Projekt ws. oddania hołdu ofiarom rzezi wołyńskiej. Prof. Żaryn: Ludobójstwo trzeba nazwać ludobójstwem

Artykuł
telewizja republika

– Nie można manipulować historią, nawet jeśli w bieżącej polityce taka manipulacja może się przydać – ludobójstwo trzeba nazwać ludobójstwem. Jeśli ta uchwała stanie się faktem i nie będzie prób zamiecenia pod dywan, tego co jest jasnością, to także jest data dla prawdziwych relacji polsko-ukraińskiej opartych na prawdzie historycznej – mówił w programie W Punkt senator PiS prof. Jan Żaryn.
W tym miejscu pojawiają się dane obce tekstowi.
Issue #1461, opened 2016-12-20
Model::getFrameSet() may not find all Frames


carmichaelong:
The description for `FrameSet` says the following:

> "List of Frames that various objects can be anchored to or expressed in, Body frames are built-in and not included in this list."

Using the `SinglePin.osim` model, `dumpSubcomponents()` prints the following:
```
Model 'SinglePin'
        Ground 'ground'
                Mesh 'ground_geom_0'
                FrameGeometry 'frame_geometry'
        Body 'rod1'
                Mesh 'rod1_geom_0'
                FrameGeometry 'frame_geometry'
        CustomJoint 'pin1'
                Coordinate 'r1_z'
                PhysicalOffsetFrame 'rod1_offset'
                        FrameGeometry 'frame_geometry'
```

Looping through `getBodySet()` returns the correct output:
```
printing body names, size = 1
Body rod1
```

Looping through `getFrameSet()` correctly does not list `Body rod1` (as per its own description) but it does not grab the `PhysicalOffsetFrame rod1_offset`:
```
printing frame names, size = 0
```

I don't think this behavior fits the description of `FrameSet`, even though `rod1_offset` is auto-generated. Should the comment be changed or the behavior?

chrisdembia:
The FrameSet was created before it was possible to put any component within any other component. So at the time that the description was written, it was not ambiguous: such Frames couldn't really be anywhere else (they could be in the MiscModelComponents, but that wouldn't be the right place for them). I think the comment should be changed. I don't think it was ever intended that the FrameSet would be like the CoordinateSet, which is a non-owning bag of components that actually live elsewhere.

This is part of a larger discussion about what to do with Sets. And I don't remember what we decided.

aseth1:
I agree the comment should be updated. I don't quite understand what "Body frames are built-in" means either.  I also don't see the need for the FrameSet since (as the example illustrates) Frames are generally in service of another Component (in this case a Joint), in which case it makes sense for it to live with that Component or related (e.g. Body) component. We don't have to shove everything into the top-level model and maybe we don't need a top-level FrameSet especially since it did not exist prior to 4.0 no one would miss it.

jenhicks:
Some code in UpdateFromXML uses FrameSet. Ajay will look into changing that code and removing FrameSet completely. Also need to expose getFrameList.

aseth1:
Closed by #1491

PR #1491, opened 2017-01-26
Remove FrameSet from Model

aseth1:
Address issue #1461.

Changes:
 1. removed `FrameSet` from `Model` and all its access points in the API
 2. `Model::updateFromXMLNode` extended to translate Frames in `FrameSet` to ` components` list property
 3. incremented `XMLDocument::LatestVersion` to 30512 
 4. `PhysicalFrame::updateFromXMLNode` revised so that the `Model` and its (non-existent)  `FrameSet` node are no longer modified, instead the offset frame is added to the `components` list of its parent frame.
 5. The list order of DecorativeGeometry generate by the Model is now different and so `testVisualization` standards (file-based and programmatically generated) were also updated (painfully).


OpenSim/Simulation/Model/Marker.cpp
```diff
@@ -68,21 +68,12 @@ void Marker::setNull()
...
-        setParentFrame(*refFrame);
-    }
-    else
-    {
-        string errorMessage = "Markers must be fixed to PhysicalFrames. " + string(aName) + " is not a PhysicalFrame.";
-        throw Exception(errorMessage);
-    }
-
+    const auto& refFrame = getModel().getComponent<PhysicalFrame>(name);
+    setParentFrame(refFrame);
```
aymanhab: What would happen if the name (which is user specified in a text file) is not found due to user error or typo?

aymanhab:
@aseth1 As of version 3.3 the GUI/navigator has displayed the top level components list as a bag of "Other Components".  Specific lists are broken by category (e.g. Bodies, Joints etc.) In 4.0 I've been using the Lists/Iterators to locate Frames to show in Navigator, now this will overlap with the generic "Components". Any thoughts/suggestions? Is there a reason these new Frames don't live under a Body or Frame instead? Thanks.

OpenSim/Simulation/Model/Marker.cpp
aseth1: `getComponent()` will throw an Exception that Component could not be found, which is what `getFrameSet().get(aName)` does as well if not in the set, so that previous code was not going to execute as expected to throw the Marker specific exception.

OpenSim/Simulation/Model/Model.cpp
```diff
@@ -1645,16 +1669,9 @@ int Model::replaceMarkerSet(const SimTK::State& s, MarkerSet& aMarkerSet)
...
-        if (getFrameSet().contains(frameName))
-        {
-            const OpenSim::PhysicalFrame* frame = dynamic_cast<const PhysicalFrame*>(&getFrameSet().get(frameName));
-            if(frame) marker->changeFrame(*frame);
-            upd_MarkerSet().adoptAndAppend(marker);
-            numAdded++;
-        }
+        Marker* marker = aMarkerSet[i].clone();
+        upd_MarkerSet().adoptAndAppend(marker);
+        ++numAdded;
```
aseth1: It is a good point, but I believe the previous implementation was not working as expected. Silently not including a `Marker` because its frame name was not in the `FrameSet` (which few are, most Markers are associated with Body frames not Frames in the Model's FrameSet property!) or was misspelled would lead to strange behavior without warning/notification to the user. Now we treat Marker as the Component it is and rely on the Socket mechanism to handle the parent frame dependency uniformly.

aseth1:
> Actually reading the description I'm not sure if the Frames will appear under "Components" of Frame/Body or Model. If the former then there's no issue here.

Any frames in the intermediate versions of the `Model` with `FrameSet` will be relocated to `components` property list. The `PhysicalOffsetFrame` frames created by handling the transforms of `VisibleObject` and its geometry are now added to the `components` list of their respective parent frames.

aseth1:
> In 4.0 I've been using the Lists/Iterators to locate Frames to show in Navigator, now this will overlap with the generic "Components". Any thoughts/suggestions? Is there a reason these new Frames don't live under a Body or Frame instead?

At the moment is the GUI "FrameSet" then a super set of the frames in the Model's FrameSet and any other Frames associated with its  subomponents obtained through the `ComponentList` but not in the Model's Components? What stops users from adding any Component to the `components` list? Isn't the same true for other Body, Force, etc.. Components added to the components list? It seems the inconsistency was present prior to this PR.

The issue of displaying lists of specific component types is important and it was definite concern/thought when adding the requirement for `ComponentList` and related iterators. I would be in favor of not adding a Frames node in the top level of the GUI in exchange for a filter option that provides a list of Components by type (i.e. the result of `getComponentList<C>`.

chrisdembia:
> ...filter option that provides a list of Components by type

Ideally, a dropdown pre-populated with all types detected in the model.

aseth1:
@chrisdembia & @aymanhab Travis is [servicing OSX](https://www.traviscistatus.com/incidents/k79mjcv403c4).  AS we wait, are there any other (or unaddressed) issues with the PR?

OpenSim/Simulation/Model/Model.cpp
```diff
@@ -1645,16 +1670,9 @@ int Model::replaceMarkerSet(const SimTK::State& s, MarkerSet& aMarkerSet)
...
     }
```
aymanhab: Is there a reason this block and the call to marker->changeFrame has been removed?

aymanhab:
In general this looks like the first time we expose the addComponent (vs typed versions e.g. addBod, addJoint etc.) I worry about users seeing it here and being confused about it or if there're multiple calls to do the same thing (for other types). Just something to keep in mind. Otherwise this looks fine.

aymanhab:
For GUI/Navigator layout, I removed the generic list of Components from the top level model since it became meaningless, we can revisit later. Dropdown to filter could be useful (though was never planned) but defeats the purpose of having a quick access to what's in a model which is a major value added by the GUI. We can discuss somewhere else.

OpenSim/Simulation/Model/Model.cpp
aseth1: Yes. We don't rely on the `Model` using this method to both replace the MarkererSet (editing the model) and forming the connections. We rely on `finalizeConnections()` to validate and throw if parent frames cannot be found. I think that is more robust than simply dropping Markers and more flexible, since users could still be adding Frames to the Model, in which case it is premature to drop markers.

aseth1:
> In general this looks like the first time we expose the addComponent (vs typed versions e.g. addBod, addJoint etc.)

The hopper example and Sandbox prototypes use `addComponent`. That is the future. The specific types are still supported for backwards compatibility and we added `testAddComponents` to address the issue of equivalence. 

> I worry about users seeing it here and being confused about it or if there're multiple calls to do the same thing (for other types)

I agree. It may help to deprecate the typed versions. As part of preparing our examples and tutorial materials we could switch to `addComponent` uniformly. I am confident it will work for the most part, but the issue is serialization and XML editing. Until we have interactive model building/editing in the GUI people need to look at and organize their model in XML and the type specific Sets are likely still preferable.

OpenSim/Simulation/Model/Model.cpp
aymanhab: Thanks for the explanation @aseth1, would that change the workflow of Scaling  for users to call finalizeConnections() explcitly, or would that change be transparent to old user code?

aseth1: No need to `finalizeConnections()` explicitly and the only change from the user perspective will be an exception thrown if a Marker's frame is not present.

aymanhab:
LGTM, if @chrisdembia issues have been addressed feel free to merge.

chrisdembia:
LGTM>

chrisdembia:
@aseth1 , I'll let you close #1461 if you think it can be closed.

aseth1:
Thanks @chrisdembia and @aymanhab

Wczoraj Prawo i Sprawiedliwość zgłosiło projekt uchwały ws. oddania hołdu ofiarom rzezi wołyńskiej. Partia rządząca postuluje ustanowienie 11 lipca Narodowym Dniem Pamięci Ofiar Ludobójstwa dokonanego przez ukraińskich nacjonalistów na mieszkańcach II RP. Projekt PiS przewiduje też ustanowienie 17 września Narodowym Dniem Pamięci Męczeństwa Kresowian. CZYTAJ WIĘCEJ...

O przyspieszenie prac nad projektami ustaw upamiętniającymi ofiary ludobójstwa dokonanego przez OUN-UPA na Wołyniu i wschodniej Małopolsce zaapelował na początku czerwca do parlamentarzystów Narodowo-Demokratyczny Zespół Parlamentarny oraz Parlamentarny Zespół ds. Kresów, Kresowian i Dziedzictwa Ziemi Wschodniej.

Zdaniem prof. Żaryna za późno podjęto inicjatywę, żeby przywrócić prawdziwą pamięć historyczną o sytuacji na południowo-wschodnich Kresach. – Ci wszyscy, którzy przeżywali to przez całe życie, już nie żyją. To za późno dla wielu pamiętających o tym, co stanowiło traumę ich życia, o tym, co działo się na Kresach południowo-wschodnich – mówił.

– Nie ma takiej przyjaźni między narodami, która jest oparta na strachu, że za kilkanaście lat ten naród będzie mógł uczynić to samo. Polska jest przyjacielem Ukrainy, ale musi się to opierać na prawdzie. (...) Różnice między tymi dwoma narodami powinniśmy jasno artykułować – podkreślał. 

Trochę bardziej stonowany pogląd na temat podejmowania tak delikatnych uchwał miał Robert Czyżewski z Fundacji Wolność i Demokracja. – Według mnie najważniejszym problemem nie jest to, co mówimy o historii, tylko jakie ma konsekwencje – zaznaczał.

– Chodzi o to, żeby całego męczeństwa Kresów nie sprowadzać do Wołynia – dodawał.

Jego zdaniem, obaw o to, że "odrodzeniu czarno-czerwonego koloru towarzyszy antypolskość nie potwierdzają żadne badania". – Jesteśmy lubiani na Ukrainie – mówił.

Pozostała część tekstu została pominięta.